Jackson County Circuit Court Judge Lee Wells, who's presiding over the first of about 400 civil lawsuits filed by hundreds of cancer victims and their relatives, ruled that many of the documents that had been filed under seal should be released.

After the hearing, plaintiffs' attorney Michael Ketchmark said Wells' order unsealed all but three documents related to the case. Reporters were ordered out of the courtroom for much of the hearing.

Many of the documents are sales charts for drug-makers Eli Lilly & Co. and Bristol-Myers Squibb and depositions from witnesses in the case. Much of the testimony from the depositions had been quoted in publicly accessible motions.

Courtney pleaded guilty in February to federal charges of diluting chemotherapy medications he prepared at a Kansas City pharmacy he owned. He awaits sentencing on those charges and now faces trial on civil lawsuits that claim cancer patients were harmed by his actions.

The documents show that in 1998, Eli Lilly and Bristol-Myers Squibb both noticed discrepancies between the amount of drugs sold to Courtney and the amount of drugs prescribed to cancer patients.

Jurors will have to decide whether that discrepancy means the companies knew or should have known about Courtney's dilution scheme — as the plaintiffs say — or whether it was just a problem with the collection of drug sales data, as the drug companies say.

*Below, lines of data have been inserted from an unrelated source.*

PR #1858, opened 2020-08-09
Charlotte - Airport challenge completed 

Charlotte-91:
Completed all user stories.
Total test coverage: 94.23%


lib/airport.rb
```diff
@@ -0,0 +1,40 @@
...
+  attr_reader :capacity
+  DEFAULT_CAPACITY = 10
+
+  def initialize(capacity = DEFAULT_CAPACITY)
+    @hanger = []
+    @capacity = capacity
+    @current_weather = [] 
+  end
+
+  def land(plane)
```
kristycer, line 12: really like that your plane.rb only includes the plane class and the rest of the methods used for plane are in the main airport.rb file - makes it very readable and easy to understand what is going on

PR #1860, opened 2020-08-09
Completed Airport Challenge

JR-G:


Djura22:
README has an impressive journal of the process you underwent with each new task. I like how clear this is with screenshots relating to tests etc.

Djura22:
The flying and landed methods perhaps weren't necessary here.

Djura22:
Adherence to the TDD method appears to be strong. It shows in how clean the code is. Simplicity is also there in the refactoring you have done. Great work.

PR #1862, opened 2020-08-10
Partial Solution

yu2491:
This is a partial solution as I have been unable to test for stormy weather affecting take off and landing. I really struggled understanding doubles, stubs and mock behaviour so need to do some further reading before completing this challenge.

### DIFF
--- a/lib/airport.rb
+++ b/lib/airport.rb
@@ -1,4 +1,5 @@
 require_relative 'plane'
+require_relative 'weather'
 
 class Airport
 
--- a/lib/airport.rb
+++ b/lib/airport.rb
@@ -1,0 +1,2 @@
+class Airport
+end
--- a/lib/airport.rb
+++ b/lib/airport.rb
@@ -12,6 +12,8 @@ class Airport
   def land(plane)
     raise "Airport full" if full?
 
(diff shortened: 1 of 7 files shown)


lib/airport.rb
```diff
@@ -0,0 +1,50 @@
...
+
+  def at_airport(plane)
+    @planes.include?(plane)
+  end
+
+  def stormy?
+    @weather.stormy?
+  end
+
+end
```
Josh-Steadman, line 50: Clear defined and suitably named methods

spec/airport_spec.rb
```diff
@@ -0,0 +1,81 @@
...
+      expect { subject.take_off(plane) }.to raise_error("Plane not in airport")
+    end
+
+    #it "should raise error if weather is stormy" do
+    #  weather = subject.weather
+    #  plane = Plane.new
+    #  subject.land(plane)
+    #  allow(weather).to receive(:stormy?) { :true }
+    #  expect { subject.take_off(plane) }.to raise_error("Too stormy to take off")
+    #end
```
Josh-Steadman, line 68: same issue as me when I tried this. Don't think the variable weather can be applied to allow

PR #2372, opened 2021-12-12
Airport Challenge Submission

cris-ch:


spec/feature_spec.rb
```diff
@@ -0,0 +1,21 @@
+require './lib/plane'
```
BenCoyne, line 1: Having a separate feature_spec is a great way to add more context to the project and help efficiency when building. Well done!

BenCoyne (commented):
Your Commit Messages are detailed and clear. Easy to understand - very good!

BenCoyne (commented):
Have you considered (in airport_spec.rb) using a 'subject(:airport) { described_class.new }'? This would allow you to refer to 'airport' instead of 'subject'. However subject is perfectly acceptable!

PR #2377, opened 2021-12-12
Airport Challenge

BenCoyne:


lib/weather.rb
```diff
@@ -0,0 +1,5 @@
+class Weather
```
cris-ch, line 1: Wouldn't have been better to put this as a method in the Airport class, instead of as class itself?? It's more a question than a review, I'm just not sure what's the best practice...

cris-ch (commented):
Great code, with my limited knowledge I can't find anything that could have been done better.

PR #2379, opened 2021-12-13
Airport Challenge

ravensears:
Not fully finished, but passing current tests.

### DIFF
--- a/lib/airport.rb
+++ b/lib/airport.rb
@@ -1,0 +1,5 @@
+require 'plane.rb'
+
+class Airport
+    
+end
--- a/lib/airport.rb
+++ b/lib/airport.rb
@@ -1,5 +1,30 @@
-require 'plane.rb'
+require 'plane'
+require 'weather'
 
 class Airport
+    DEFAULT_CAPACITY = 30
+
+    attr_accessor :airport, :capacity, :weather, :planes
     
+    def initialize (capacity = DEFAULT_CAPACITY, weather = Weather.new)
+        @airport = []
+        @capacity = capacity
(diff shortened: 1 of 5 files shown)


OrganicAC (commented):
I like that you specified weather = Weather.new in the code file!

lib/airport.rb
```diff
@@ -1,5 +1,30 @@
...
+    end
+
+    def land(plane)
+        raise 'Airport is full' if full
+        raise 'More Bad weather' if weather.bad?
+        airport << plane
+    end
+
+    def full
+        airport.length >= capacity
```
OrganicAC, line 28: This is a really simple and efficient way to check for this!

lib/airport.rb
```diff
@@ -1,5 +1,30 @@
-require 'plane.rb'
+require 'plane'
+require 'weather'
 
 class Airport
+    DEFAULT_CAPACITY = 30
+
+    attr_accessor :airport, :capacity, :weather, :planes
```
OrganicAC, line 7: Would being able to both read and write all four of these potentially cause an issue? Could some of them be read/write only?

OrganicAC (commented):
You have really descriptive RSpec tests, and the information in quotations is simple but lets you know instantly what it does without being confusing

spec/weather_spec.rb
```diff
@@ -0,0 +1,19 @@
+require 'weather'
```
OrganicAC, line 1: I really like this test. It's simple to read and easy to understand and well laid out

Unable to solve the problem, Lilly salesman Darryl Ashley gave up, according to his testimony in a deposition released yesterday.

"I decided that I'm tired of monkeying around with missing data and having to find it and all of this. So I made a conscious decision" that his time would be better spent telling doctors about the drug, "not to go around and try to find invoices, not to find who's doing what. Let's get back to the business of treating these cancer patients," he said.